Felix rolled the martini around his mouth while he considered. “Not really. The cup with the dancer on it, maybe. I’m not sure. There must be ten million of those around.”

“Well, some or all of it may have been the pilot’s. But the boys are dropping everything off at Axel’s when they get back,” Gideon said. “All part of the service. Maybe somebody else will see something they remember.”

When the appetizers arrived they helped themselves, with Gideon and Felix digging into the spring rolls and coconut-crusted shrimp, and John happily confining himself to the guacamole and thick, Maui-style potato chips.

“Gideon,” Felix said, “it sounds like you’ve already identified him from the bones. Why do you need the other things-the cup and all?”

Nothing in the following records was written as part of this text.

PR #707, opened 2026-06-10
convert/CLI: conversion & tokenizer robustness

ncylich:
convert/cli.py: re-raise on duplicate checkpoint keys, handle Mapping state dicts, report GPTQ fallback, fix a replace() policy. cactus_adapters/tokenizer.py: handle sparse vocab IDs + Gemma name detection. handoff_probe.py: validate checkpoint tensor shapes and write actual dims instead of hardcoded ones. model_adapters/adapters.py: config-derived Gemma4 shared-KV cutoff + Parakeet conv layout. cli/compile.py: guard missing brew on macOS. cli/model.py: pass the HF token via env to the convert subcommand.

### DIFF
--- a/python/cactus/cli/compile.py
+++ b/python/cactus/cli/compile.py
@@ -46,6 +46,8 @@ def _detect_sdl2() -> tuple[list[str], list[str]]:
     is_darwin = platform.system() == "Darwin"
 
     if is_darwin:
+        if not check_command("brew"):
+            return [], []
         sdl2_check = subprocess.run(["brew", "list", "sdl2"], capture_output=True)
         if sdl2_check.returncode == 0:
             sdl2_prefix_result = subprocess.run(
--- a/python/cactus/cli/model.py
+++ b/python/cactus/cli/model.py
@@ -1,6 +1,7 @@
 """Model resolution, weight management, and bundle preparation."""
 from __future__ import annotations
 
+import os
 import shutil
 from dataclasses import dataclass
 from pathlib import Path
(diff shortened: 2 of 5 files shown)


python/cactus/convert/handoff_probe.py
```diff
@@ -109,11 +109,35 @@ def export_gemma4_handoff_probe(output_dir: str | Path, *, model_id: str | None
     if missing:
         raise RuntimeError(f"handoff probe checkpoint missing tensors: {', '.join(missing)}")
 
+    feat = state["norm.weight"].numel()
```
kar-m: this block seems redundant? Seems like you're grabbig shapes from state dict and then comparing to shapes inside state dict? Looking more into this

kar-m: this should be reverted i think

kar-m:
tested, lgtm once the block is reverted @jakmro 
EDIT: Noah pushed update reverting said block, now lgtm

python/cactus/convert/handoff_probe.py
ncylich: You're right — reverted. That block derived feat/th/h1/h2 from the state dict and then "validated" the other tensors against those same derived dims, so it was a circular self-consistency check: it can't catch a genuinely wrong-but-consistent probe, and the handoff probe is a fixed artifact with known dims anyway. Reverted the whole block back to the original hardcoded `struct.pack`/manifest — `handoff_probe.py` is now identical to main, and convert tests still pass (53/53). The rest of the PR (convert/cli, tokenizer, adapters, cli) is unchanged.

PR #708, opened 2026-06-10
bindings: JNI & React-Native FFI memory-safety

ncylich:
cactus_jni.cpp: clear pending Java exceptions after callback dispatch, reserve local-ref capacity for batched index_add, and clean up partially-acquired refs on null array elements. Cactus.swift: validate equal lengths and uniform embedding-row widths before calling native index_add to prevent out-of-bounds reads.

### DIFF
--- a/android/cactus_jni.cpp
+++ b/android/cactus_jni.cpp
@@ -29,6 +29,7 @@ static void token_callback_bridge(const char* token, uint32_t token_id, void* us
     if (!env) return;
     jstring jtoken = token ? env->NewStringUTF(token) : nullptr;
     env->CallVoidMethod(ctx->callback, ctx->method, jtoken, static_cast<jint>(token_id));
+    if (env->ExceptionCheck()) { env->ExceptionDescribe(); env->ExceptionClear(); }
     if (jtoken) env->DeleteLocalRef(jtoken);
     if (attached) ctx->jvm->DetachCurrentThread();
 }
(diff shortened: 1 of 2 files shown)


android/cactus_jni.cpp
```diff
@@ -374,30 +376,47 @@ Java_com_cactus_CactusJNI_nativeIndexAdd(JNIEnv* env, jobject, jlong handle,
     jstring* metaStrings = new jstring[count];
     jfloatArray* embArrays = new jfloatArray[count];
 
+    env->EnsureLocalCapacity(count * 3);
```
kar-m: seems redundant without return value checking, also OOM on 3 * count elements doesnt seem particularly likely

kar-m: Also doesn't hurt and i'm not sure if it hints to the environment to allocate that memory

kar-m:
even with the issue in comment i think this lgtm @jakmro 
I tested and the original bug reproduces and this doesnt create regressions as far as i could test. Don't have a android device to test directly though
EDIT: Noah pushed change fixing, now LGTM

android/cactus_jni.cpp
ncylich: Good catch on the unchecked return value. Rather than drop the call, I made it meaningful: `EnsureLocalCapacity` is now checked at all three batch sites (nativeIndexAdd, IndexAddBuffers, QueryResults). On failure it leaves a pending OutOfMemoryError, so we gate element acquisition on success — if it fails the loop is skipped and the existing `acquired < count` path clears the exception and returns -1, instead of making further JNI calls with a pending exception. Kept the call itself since (as you note) it's harmless and is a cheap headroom hint for large batches on stricter JNI impls where the local-ref table isn't auto-grown. Done in 8a0f33f4.

ncylich: Update: on reflection you're right that the reservation isn't really pulling its weight, so I removed it rather than adding a return-value check. This is Android-only JNI and ART grows the local-reference table dynamically, so the JNI 16-slot floor that `EnsureLocalCapacity` targets isn't a real limit on the actual platform — the call was effectively a no-op hint. Dropped all three `EnsureLocalCapacity` calls; the real fix here is the null-element partial-cleanup (via `acquired`) plus clearing pending exceptions after callback dispatch. (Rebased the branch to a single clean commit, so my earlier reply's SHA is superseded.)

PR #711, opened 2026-06-10
Karen/gemmma multiturn template

kar-m:


kar-m:
@jakmro here i fixed the chat template for lfm and qwen, fixed function call decoders for them, fixed multiturn gemma function call, and cleaned out some comments. Tested on gemma, lfm, qwen, needle for function calling

PR #710, opened 2026-06-10
SME2 streaming kernels over the packed-panel weight format

ncylich:
Second PR of the panel-format split (stacked on #709 — retarget to main once that merges). The SME2 layer consumes the file-borne panels zero-copy: the panel bytes ARE the streaming layout, so there is no cache builder, no madvise machinery, and no second resident weight copy. Non-SME2 silicon (and any SME2 implementation with SVL ≠ 512-bit) falls back to the #709 NEON panel path bit-for-bit.

## What's here

- **Streaming leaves** (`matmul_sme2_gemv.cpp`, `matmul_sme2.cpp`): LUTI4/ZT0 nibble-expanding GEMV + fused SMOPA GEMM reading mmap'd panels directly, and the prefill-attention QK/AV SMOPA passes. All leaves emit raw int32 partials; the fp32 rescale stays in NEON, so SME numerics are identical to the NEON path (locked by an agreement test).
- **Dispatch**: SME workers replace NEON workers *inside* the existing mobile thread budget (flat `k = min(2, nt−1)`, the measured power/speed frontier; `CACTUS_SME_GEMV_WORKERS` overrides). The fused SMOPA GEMM takes all M>1 panel matmuls. `CACTUS_QUANT_BACKEND`/`cactus_quant_set_backend`: 0 auto, 1 force NEON, 2 force the streaming leaves.
- **Gating**: `cpu_has_sme2()` requires streaming `svcntb() == 64` — every layout is pinned to 512-bit SVL; other SVLs fall back to NEON for correctness. The SME TUs build with `armv8.2-a+…+sme2` (armv9-a implies non-streaming SVE2 that Apple Silicon lacks) and the GEMV TU at `-O1` (clang mis-compiles the vg1x4 ZA dots at -O2+ → SIGILL).
- **Docs**: `cactus-kernels/docs/sme/` knowledge base (design rules, gotchas, verified working examples for every layout).

## Tests (TDD: suite written first, implemented to green)

`[sme2]` variants of every panel test through the real dispatch — CQ1–4 GEMV, GEMM incl. M/N tails, orthogonal lm_head, interleaved fixtures — plus a NEON↔SME agreement gate on identical fixtures and the SME prefill-attention differential. 35/35 matmul + 6/6 attention + full graph suite green.

[...]

PR #712, opened 2026-06-11
Fuse dispatch for the legacy interleaved CQ4 GEMV

ncylich:
Third mode of the panel-format campaign (stacked on #710, which stacks on #709): the panel GEMV driver's dispatch retrofitted onto the **unchanged legacy interleaved micro-kernel**, so legacy-format bundles get the modern scheduling with zero file-format change.

## What changes

`cactus_quant_4bit_gemv_interleaved` previously paid three passes per call: a pool-parallel Hadamard transform with a condition-variable join, a serial per-group int8 quantize on the main thread, then a second static-partition dispatch with another cv join. It now runs the panel driver's structure in one dispatch:

- phase A (per-group Hadamard + int8 quantize) stolen by workers behind a spin barrier
- phase B dynamically steals 16-block chunks (64 channels, same economics as panel super-blocks)
- main thread participates as worker 0 and spin-joins (no cv sleep)
- same thread budget, via a shared `cactus_quant_gemv_sb_per_thread()` (`CACTUS_GEMV_SB_PER_THREAD`)

The 7-op inner loop, activation quantization math, and numerics are unchanged. CQ4 `INTERLEAVED_4ROW` only (the production legacy format); 1–3-bit wrappers untouched.

## Tests

Existing IL oracle test (`matmul_cq4_il[file]`, N=192) only exercises the serial path; added `matmul_cq4_il_mt[file]` (N=4164 → 1041 blocks → 66 chunks incl. a 1-block tail) to engage the multi-thread fused worker, phase-A stealing, and 4-chunk grabs. 36/36 matmul tests pass.

## Results

M4 kernel level (Gemma shapes, alternating best-of-5):

| shape | IL old driver | IL fused driver | panel NEON |
|---|---|---|---|
| kv_proj 1×1536×512 | 44.7 GF | 158.2 GF | 125.3 GF |
| o_proj 1×2048×1536 | 59.2 | 188.4 | 170.7 |
| down 1×6144×1536 | 153.8 | 268.1 | 229.3 |
| lm_head 1×1536×262144 | 727.4 | 901.7 | 897.7 |

M4 E2E, legacy bundles (~1k-token prompt + 32 decode, alternating cycles, coherent output):

| model | prefill tok/s | decode tok/s |
|---|---|---|
| gemma-4-e2b-it | 264 → 302 (+14%) | 41.4 → 49.2 (+19%) |
| qwen3-1.7b | 279 → 279 | 36.8 → 52.3 (+42%) |
| lfm2-350m | 142 → 183 (+29%) | 137 → 173 (+26%) |

On-device, legacy bundles (#698 harness, 512+32 spec, 3 alternating rounds, devices powered, Thermal Status 0):

| device | model | prefill | decode |
|---|---|---|---|
| Samsung SM-S942U1 | gemma-4-e2b-it | 312 → 304 (par) | 24.7 → 26.2 (+6%) |
| | qwen3-1.7b | 98 → 99 (par) | 19.5 → 23.1 (+18%) |
| | lfm2-350m | 70 → 105 (+51%) | 66.4 → 101.7 (+53%) |
| Pixel 10a (Tensor G4) | gemma-4-e2b-it | 86 → 84 (par) | 10.5 → 10.5 (par) |
| | qwen3-1.7b | 34 → 34 (par) | 11.2 → 10.9 (par) |
| | lfm2-350m | 38 → 44 (+16%) | 36.3 → 40.8 (+12%) |

Dispatch overhead is a fixed per-call cost, so the win scales with call rate: largest for small models on fast cores, parity (no regression) where slow cores already sit at the DRAM roofline. Decode-side this mode matches or beats the panel path on every phone case measured (the IL inner loop is 7 ops/32 weights vs the panel's 9, which matters on Cortex-X4-class issue width); the panel format keeps its structural wins — M>1 GEMM without the per-call expansion tax, SME2 zero-copy, no runtime cache.

With this, the engine has three coherent modes: fused-IL NEON on legacy bundles (best phone decode), panel NEON (portable prefill/TTFT), panel + SME2 (M-class frontier).

### DIFF
--- a/cactus-kernels/src/matmul.cpp
+++ b/cactus-kernels/src/matmul.cpp
@@ -1694,6 +1694,15 @@ static void cactus_quant_panel_rescale_sb(const int32_t* psb, size_t sb, const f
     for (uint32_t c = 0; c < valid; ++c) C[n_start + c] = static_cast<__fp16>(tmp[c]);
 }
 
+static size_t cactus_quant_gemv_sb_per_thread() {
+    static const size_t v = [] {
+        const char* e = getenv("CACTUS_GEMV_SB_PER_THREAD");
+        const int i = e ? atoi(e) : 8;
+        return static_cast<size_t>(i > 0 ? i : 8);
+    }();
+    return v;
+}
+
 // SME workers live INSIDE the thread budget, replacing NEON workers (measured frontier: flat k=2
 // dominates k=0 on speed AND power). Env/setter overrides; backend 2 clamps >= 1 for leaf coverage.
 static inline size_t cactus_quant_panel_k_sme(size_t nt, uint32_t gs) {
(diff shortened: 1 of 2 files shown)


ncylich:
Consolidating the stack into a single PR per review preference — this work now lives in #709.

PR #10, opened 2020-08-10
Support dotnet

aaronpowell:
This PR supports dotnet as a SWA host environment, for doing blazor apps, but it also lays the groundwork to extend for other host runtimes going forward.

There is a bit of a rollback on the current functionality with regards to how the requests to the web host works. With a dotnet app, we rely on the Blazor dev server to handle some file pathing, which changes at publish (especially for auth). Also, since it's a compiled app, it's preferable to run the dotnet server, in watch mode, then just rely on the published files.

I've tested this with both blazor and JavaScript apps locally.

### DIFF
--- a/bin/index.js
+++ b/bin/index.js
@@ -107,7 +107,10 @@ if (program.ui) {
     });
 
   // start hosting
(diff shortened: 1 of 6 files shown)


aaronpowell:
Closing in favour of #11

Issue #6, opened 2020-07-30
Emulate routes config


manekinekko:
Checkout [docs](https://docs.microsoft.com/azure/static-web-apps/routes) for more details.

aaronpowell:
With #11 I've implemented a first-pass on supporting this.

When the proxy starts up it'll look for a `routes.json` file in the `app_artifact_location`, and if it exists it'll load those routing rules into the proxy server. Then, when a request comes in, the proxy server will check if the route matches a rule. If a rule is found, the app which check what the rule states (access control, redirect or status code response), and then apply what the rule states.

aaronpowell:
There's still a few outstanding things:

- [ ] [Custom error pages](https://docs.microsoft.com/en-gb/azure/static-web-apps/routes?WT.mc_id=-github-wachegha#custom-error-pages)
- [ ] [Custom mime types](https://docs.microsoft.com/en-gb/azure/static-web-apps/routes?WT.mc_id=-github-wachegha#custom-mime-types)
- [ ] [Default headers](https://docs.microsoft.com/en-gb/azure/static-web-apps/routes?WT.mc_id=-github-wachegha#default-headers)
- [ ] [Redirects](https://docs.microsoft.com/en-gb/azure/static-web-apps/routes?WT.mc_id=-github-wachegha#redirects) (it won't send the right status code response)

anthonychu:
With the new unified config file coming, perhaps we should pivot and support that instead of routes.json.

Also would be great if the emulator can search for the config file, starting from the app_location. Perhaps add an additional command line flag to specify the location of the file, as this info may not be available when starting using something like `--use-app`.

@mkarmark can provide info on the routing, fallback, and response overrides logic in the new config file.

manekinekko:
Notes from today's meeting:
- idea: we could publish the route engine as a binary and do a function call from within the CLI.

PR #11, opened 2020-08-11
Route checks

aaronpowell:
This addresses #6 (but also builds on PR #10 so it's a bit tricky to review).

The implementation works by looking for a `routes.json` file and then loading those roles to test the inbound request first.

I've also done some refactoring to lift up the `users.json` file a bit higher and share it with the proxy to do access control. Long term we might want to think about a better way to have the "current user" handled than a JSON file.


aaronpowell:
@manekinekko - might be easier to look at this PR via https://github.com/aaronpowell/swa-emulator/compare/support-dotnet...aaronpowell:route-checks

bin/index.js
```diff
@@ -75,15 +78,15 @@ const startCommand = [
   `-c 'bgYellow.bold,bgMagenta.bold,bgCyan.bold,bgGreen.bold'`,
 
   // start the reverse proxy
-  `"node ./src/proxy.js"`,
+  `"node ./src/proxy.js --artifacts ${app_artifact_location}"`,
```
manekinekko, line 81: app_artifact_location is available via `SWA_EMU_APP_LOCATION` ([here](https://github.com/manekinekko/swa-emulator/blob/main/bin/index.js#L65))

src/proxy.js
```diff
@@ -20,7 +22,70 @@ const serveStatic = (file, res) => {
...
+  const routesFile = fs.readdirSync(folder).find((file) => file.endsWith("routes.json"));
+
+  if (!routesFile) {
+    return [];
+  }
+
+  return require(path.join(folder, routesFile)).routes || [];
+};
+
+program.option("--artifacts <path>", "path to artifacts").parse(process.argv);
```
manekinekko, line 39: See previous comment about `SWA_EMU_APP_LOCATION `.

src/runtimes.js
```diff
@@ -0,0 +1,19 @@
...
+module.exports.RuntimeType = RuntimeType;
+
+module.exports.detectRuntime = (app_location) => {
+  const files = fs.readdirSync(app_location);
+
+  if (files.some((file) => path.extname(file) === ".csproj")) {
+    return RuntimeType.dotnet;
+  }
+
+  return RuntimeType.node;
```
manekinekko, line 18:
```suggestion
  if (files.some((file) => path.extname(file) === "package.json")) {
    return RuntimeType.node;
  }
  
  return RuntimeType.unknown;
```

src/utils.js
```diff
@@ -112,7 +113,10 @@ module.exports.readConfigFile = () => {
     // these locations must be under the user's project folder
     app_location: path.join(process.cwd(), app_location),
     api_location: path.join(process.cwd(), api_location),
-    app_artifact_location: path.join(process.cwd(), app_location, app_artifact_location),
+    app_artifact_location:
+      detectRuntime(path.join(process.cwd(), app_location)) === RuntimeType.node
+        ? path.join(process.cwd(), app_location, app_artifact_location)
+        : path.join(process.cwd(), app_location, "bin", "Debug", "netstandard2.1", "publish", app_artifact_location),
```
manekinekko, line 119: We can maybe extract this code into a separate function. I can see this logic get complicated once we will have to support more technologies (python, java...).

aaronpowell: Not sure if that'll be the case, remember that this is the front-end runtime, so I don't know what other front-ends we'd support. dotnet is a bit of a special case since there's a WASM story, but we'd have to find out if there were any other supported WASM front-ends (Java to WASM, Python to WASM, etc.) that oryx will understand.

src/runtimes.js
aaronpowell: This is part of the changes in #10 (but this PR builds on top of it), do you want me to close #10 and just have one PR covering a few features?

manekinekko: okay. let's do that. the project is still in alpha. let's go yolo ^^

src/utils.js
manekinekko: My bad 🤦

PR #19, opened 2020-10-01
feat: use existing API dev server

### LINKED ISSUE #17: Providing app/api uri should prevent the emulator from starting its own
Let's say I want to run the APP and/or API myself (maybe they run a compiler like TypeScript), I would run the emulator like so:

```
$> swa --app-uri=http://localhost:3000 --api-uri=http://localhost:7071
```

But when it starts up, it'll attempt to run its own proxies for those, and in particular the API will fail as the port is already in use.

Since there's no need for these proxies to be run by the emulator, it should skip trying to start them if you provide the uri.

manekinekko:
Closes #17


manekinekko:
@aaronpowell do you have some time to review this change?

Issue #16, opened 2020-09-24
Adding concurrently as a dependency breaks the emulator


aaronpowell:
I've installed the emulator as a local devDependency, but I also have concurrently as a local devDependency. Doing this results in the emulator failing to start as it's unable to find the concurrently executable.

It'd probably be better to have concurrently as a peerDependency and use `npx` to run it, rather than directly using it.

manekinekko:
Interesting. What would be the use case for installing the emulator as a local devDep, instead of global CLI?

aaronpowell:
If you're building an app the always needs authentication, then you'd likely want to have it in the npm start.

Also, I have a strong opinion that you should never have global tools, as it's opaque that you need them and causes problems if you need multiple versions installed at once.

Get Outlook for Android<https://aka.ms/ghei36>

________________________________

manekinekko:
I am also thinking what would happen for non-Node.js folks–who don't depend on npm/Node.js. They still should be able to get the CLI globally. Any thought?

aaronpowell:
Yes, it should still work globally, mostly I don't understand why concurrently results in an error like this.

Get Outlook for Android<https://aka.ms/ghei36>

________________________________

manekinekko:
Would you mind sharing the error message?

manekinekko:
I discussed this issue with Aaron on Teams. When installing SWA locally (devDep), the proxy and concurrently binaries, can't be resolved correctly. 

Currently, `swa` assumes that these binaries are located under `./node_modules` which is not correct when `swa` is installed locally. In this case, the binaries are located in the parent `node_modules`.

Another possible option is to use `npx` to start the binaries.

PR #24, opened 2020-10-19
moving from expected local deps to npx resolved deps

aaronpowell:
This will address #16


manekinekko:
@aaronpowell can you rebasing your changes on main?

aaronpowell:
Closing because it's pretty stale and i'll see if it's still a problem with the recent changes

PR #28, opened 2020-10-31
Porting to TypeScript

manekinekko:
Refactoring https://github.com/manekinekko/swa-emulator/pull/25

Closes https://github.com/manekinekko/swa-emulator/issues/22


patch
```diff
@@ -0,0 +1,289 @@
+From 24edd347438c927ae9e694df5f2c7ab239e7961f Mon Sep 17 00:00:00 2001
```
aaronpowell, line 1: Probably want to delete this file

src/dashboard.ts
```diff
@@ -0,0 +1,117 @@
+// @ts-check
```
aaronpowell, line 1: Does this need to be there? Did I put that in?

manekinekko (commented):
LGTM

PR #31, opened 2020-11-05
Packaging

aaronpowell:
This generates npm packages when a build runs. It'll first attach it as an artifact to the build job (so you could download and install it from the file) but it also pushes to GitHub Packages, so you can install it from there.

The package is versioned using the current semver of the `package.json` but then adds a prerelease of `-ci-<BuildId>` so it sits outside of the standard semver process being used.


aaronpowell:
@manekinekko this helps speed up the dev cycle. I've found that it can be really painful to run from source, but now it can be easily installed

manekinekko (approved):

PR #35, opened 2020-12-04
feat: start the emulator even if a GA isn't found

### LINKED ISSUE #15: Start without the github actions workflow file
Currently, you are required to have created a GitHub Actions workflow file before you're able to use the emulator.

This is because the emulator reads a bunch of stuff out of the workflow file, but it can make for a challenging development flow as you have to have deployed the application before you're able to use the emulator.

It'd be useful if there was a way that you could run the emulator without creating the workflow first.

manekinekko:
Closes #15


manekinekko:
Tests are all passing locally, but somehow they're failing on CI 😓

image

PR #41, opened 2020-12-08
feat: add a start command

### LINKED ISSUE #26: Discussion - Startup commands
```bash
# serve static assets from disk at ./app_artifacts, no api
swa start app_artifacts

# proxy to (ng/react/vue etc) dev server that is already running, no api
swa start http://localhost:4200

# run with api project in ./api
swa start app_artifacts --api api

# run with api project in ./api, but serve api from http://localhost:<port>/functions
swa start app_artifacts --api api --api-prefix functions

# build app with default command (npm run build?) from ./app
# then serve as static assets from build output (./app_artifacts)
swa start app_artifacts --build-app app

# build app with specific command
swa start Client/bin/Debug/net5.0/publish/wwwroot --build-app Client --build-app-command "dotnet publish"

# run with settings in swa.config
swa start 
```

By default, it can try to search for `routes.json` or the new config file and use it.
1. Use the file in the app artifacts folder (if supplied)
1. Search recursively from current folder and use the first config file that it finds.

Optionally, allow specifying location of the routes/config file:

```bash
swa start http://localhost:5000 --config Client/wwwroot/routes.json
```

How VS Code might start the emulator:

```bash
swa start http://localhost:4200 --api api
```

manekinekko:
Implemented user stories:

```
swa start
swa start app_artifacts
swa start http://localhost:4200
swa start app_artifacts --api api
swa start app_artifacts --api api --api-prefix functions
```

Closes #26


anthonychu (changes requested):
Suggested some changes with #60 

Also, wasn't able to pass an absolute path as the start context. For example:

```bash
swa start /Users/antchu/source/ms/swa-cli-js-sample/static
```

I don't think many people will want to do this, so no need to address unless it's an easy fix.

manekinekko:
Will check that out asap. Should not be difficult to fix.

manekinekko:
@anthonychu I just tested your use case and it worked for me without any fix:

```
swa start /Users/wassimchegham/oss/@manekinekko/mslearn-staticwebapp-api/angular-app/dist/angular-app
```

The static server was able to pick up the right location 
image

By the way, the `start` command is expecting an `appArtifactLocation` or a folder that can be served (has an `index.html`). What's inside `/Users/antchu/source/ms/swa-cli-js-sample/static` ?

anthonychu:
Super weird that I'm getting a different result.

image

I think the difference might be that I don't have a workflow file?

manekinekko:
Okay. Will investigate the issue.

manekinekko:
@anthonychu the issue should be fixed by now.

aaronpowell:
First pain point I've had with this is that if I'm running the API already, there's no way to proxy it.

A use case for this is when I'm working on a TypeScript Functions project, I'll run `npm start` which will start `tsc --watch` and the functions tooling, meaning that the Functions are already running.

Can we make it possible to provide a URL for the Functions as well? Or is there another way to tackle it with the `start` command?

aaronpowell:
Oh wait, I see if you were to pass `--api-uri http://localhost:7071` it then uses that

anthonychu:
> Oh wait, I see if you were to pass `--api-uri http://localhost:7071` it then uses that

Wonder if it should just be `--api` to mirror the app location which autodetects if it's a path or uri.

I also don't think we should allow changing the api-prefix right now because the service doesn't support this. Don't want to set the expectation that this is possible when it isn't (yet).

manekinekko:
@anthonychu  I created an issue to track that #64 

@aaronpowell do you think we need to simplify the list of options we pass to the CLI?

aaronpowell:
Yes, I think we need a simplified set of flags, but we should also think through the scenarios of how we expect someone to use it.

Do we expect that people want the cli to run everything for them? To use existing servers? Combination of both?

manekinekko:
For the initial release, I think it will help with adoption if the CLI allows users to:
- starts all necessary servers (the "it just works" scenario)
- integrate with local dev servers (app and api)

PR #60, opened 2021-01-31
Fix startup validation and tests

anthonychu:
Fixes some issues that prevented #41 from working on my machine/setup.

I have a create-react-app app running, listening to localhost:3000. However, `isPortAvailable()` was still returning `true`. 😕 Changed the code to test using a TCP connection instead.

Fixed some tests that were failing because they depended on the name of the folder. They no longer work after the repo was renamed.

### DIFF
--- a/src/cli/commands/start.ts
+++ b/src/cli/commands/start.ts
@@ -6,19 +6,18 @@ import shell from "shelljs";
 import builder from "../../builder";
 import { Dashboard } from "../../dashboard";
 import { createRuntimeHost } from "../../runtimeHost";
-import { GithubActionSWAConfig, isPortAvailable, parseUrl, readConfigFile } from "../../utils";
+import { GithubActionSWAConfig, isAcceptingTcpConnections, isHttpUrl, isPortAvailable, parseUrl, readConfigFile } from "../../utils";
 import { DEFAULT_CONFIG } from "../config";
 
 export async function start(startContext: string, program: CommanderStatic) {
-  if (startContext.startsWith("http")) {
+  if (isHttpUrl(startContext)) {
     // start the emulator and proxy app to the provided uri
-    let { host, port } = parseUrl(startContext);
-    port = port || 4280;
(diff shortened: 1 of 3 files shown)


src/cli/commands/start.ts
```diff
@@ -6,19 +6,18 @@ import shell from "shelljs";
 import builder from "../../builder";
 import { Dashboard } from "../../dashboard";
 import { createRuntimeHost } from "../../runtimeHost";
-import { GithubActionSWAConfig, isPortAvailable, parseUrl, readConfigFile } from "../../utils";
+import { GithubActionSWAConfig, isAcceptingTcpConnections, isHttpUrl, isPortAvailable, parseUrl, readConfigFile } from "../../utils";
 import { DEFAULT_CONFIG } from "../config";
 
 export async function start(startContext: string, program: CommanderStatic) {
-  if (startContext.startsWith("http")) {
+  if (isHttpUrl(startContext)) {
```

“I wouldn’t say we need them. Partly, we had them sent back because they could be his last effects, and there might be some sentimental value to someone in them.”

“In a boot heel?”

“You’d be surprised. But the main thing is that on something like this, people are likely to have lingering doubts. Sometimes they don’t surface till years later. So the more confirmation we have, the better. Which brings me to the question I want to ask you: Did your uncle have anything the matter with his right foot?”